Effect of chronic administration and withdrawal of caffeine on motor function, cognitive functions, anxiety, and the social behavior of BLC57 mice.

OBJECTIVES: The cognitive functions, motor coordination, and social behavior were studied in rodents after adding different doses of caffeine in their drinking water. METHODOLOGY: BLC57 mice were divided into four groups: Control (n = 8), chronic moderate dose (n = 8, Ch] MD), Ch high dose (n = 8, Ch HD), and withdrawal (n = 8, WD). Caffeine was administered for 1 month to all groups. Spatial memory was tested by Morris water maze, motor coordination by rotarod (RR), social behavior by (Crawley's test), and anxiety by elevated plus maze (EPM) test. RESULTS: In water maze, the latency to reach the platform was significantly shorter in Ch MD group compared to the control and the Ch HD groups. WD group showed the worst performance. RR results showed that the groups treated with caffeine performed poor in comparison to the control group where their latency to fall was significantly less.
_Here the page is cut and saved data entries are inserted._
PR #780, opened 2021-03-19
fix: monitor server store duplicates with the same connections

denis-tingaikin:

### DIFF
--- a/pkg/networkservice/chains/nsmgr/server_test.go
+++ b/pkg/networkservice/chains/nsmgr/server_test.go
@@ -32,6 +32,7 @@ import (
 	"github.com/stretchr/testify/require"
 	"go.uber.org/goleak"
 	"google.golang.org/grpc"
+	"google.golang.org/protobuf/proto"
 
 	"github.com/networkservicemesh/api/pkg/api/networkservice"
 	"github.com/networkservicemesh/api/pkg/api/networkservice/mechanisms/cls"
@@ -46,6 +47,7 @@ import (
 	"github.com/networkservicemesh/sdk/pkg/networkservice/core/chain"
 	"github.com/networkservicemesh/sdk/pkg/networkservice/core/next"
 	"github.com/networkservicemesh/sdk/pkg/networkservice/utils/inject/injecterror"
+	"github.com/networkservicemesh/sdk/pkg/tools/grpcutils"
 	"github.com/networkservicemesh/sdk/pkg/tools/sandbox"
 )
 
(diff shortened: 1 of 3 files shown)


pkg/networkservice/chains/nsmgr/server_test.go
```diff
@@ -350,6 +352,67 @@ func TestNSMGR_ConnectToDeadNSE(t *testing.T) {
...
+	stream, err := montiorClient.MonitorConnections(ctx, &networkservice.MonitorScopeSelector{
+		PathSegments: conn.Path.PathSegments,
+	})
+	require.NoError(t, err)
+	require.NoError(t, ctx.Err())
+
+	msg, err := stream.Recv()
+	require.NoError(t, err)
+
+	require.Len(t, msg.Connections, 1)
```
denis-tingaikin, line 412: Note: On the master branch this check fails due to len(msg.Connections) == 2

pkg/networkservice/common/monitor/server.go
```diff
@@ -79,14 +79,22 @@ func (m *monitorServer) MonitorConnections(selector *networkservice.MonitorScope
...
 	if err == nil {
+		if len(conn.GetPath().PathSegments) == 0 {
+			return nil, errors.New("resp.Path.PathSegments has inccorect lengrh = 0")
+		}
+		eventConn := conn.Clone()
 		m.executor.AsyncExec(func() {
-			m.connections[eventConn.GetId()] = eventConn
+			id := eventConn.GetPath().PathSegments[0].GetId()
+			eventConn.Id = id
+			eventConn.Path.Index = 0
```
denis-tingaikin, line 90: I'm not sure that we should change index here, probabbly we should store the current index.

pkg/networkservice/common/monitor/server.go
```diff
@@ -79,14 +79,22 @@ func (m *monitorServer) MonitorConnections(selector *networkservice.MonitorScope
...
 	conn, err := next.Server(ctx).Request(ctx, request)
-	eventConn := conn.Clone()
 	if err == nil {
+		if len(conn.GetPath().PathSegments) == 0 {
+			return nil, errors.New("resp.Path.PathSegments has inccorect lengrh = 0")
+		}
+		eventConn := conn.Clone()
 		m.executor.AsyncExec(func() {
-			m.connections[eventConn.GetId()] = eventConn
+			id := eventConn.GetPath().PathSegments[0].GetId()
```
denis-tingaikin, line 88: Root cause here: nsmgr could duplicate request from nsc and from forwarder here(because they have different connection id).

pkg/networkservice/common/monitor/server.go
```diff
@@ -79,14 +79,20 @@ func (m *monitorServer) MonitorConnections(selector *networkservice.MonitorScope
...
 func (m *monitorServer) Request(ctx context.Context, request *networkservice.NetworkServiceRequest) (*networkservice.Connection, error) {
 	conn, err := next.Server(ctx).Request(ctx, request)
-	eventConn := conn.Clone()
 	if err == nil {
+		if len(conn.GetPath().PathSegments) == 0 {
+			return nil, errors.New("resp.Path.PathSegments has inccorect lengrh = 0")
+		}
+		eventConn := conn.Clone()
 		m.executor.AsyncExec(func() {
-			m.connections[eventConn.GetId()] = eventConn
```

In the three-chamber test, the Ch MD group showed enhanced sociability (session 1) and social novelty behavior (session 2). On the other hand, both Ch HD and WD showed a lack in sociability and a deficit in social novelty. In the EPM, results showed that all caffeine administrated mice where more anxious than the control group. CONCLUSION: We concluded that chronic administration of caffeine in MD resulted in enhancement of spatial memory, motor functions, sociability, and social novelty. The anxiety in these animals was, however, increased. On the other hand, Ch HD caffeine had opposite effects on all the parameters except for anxiety.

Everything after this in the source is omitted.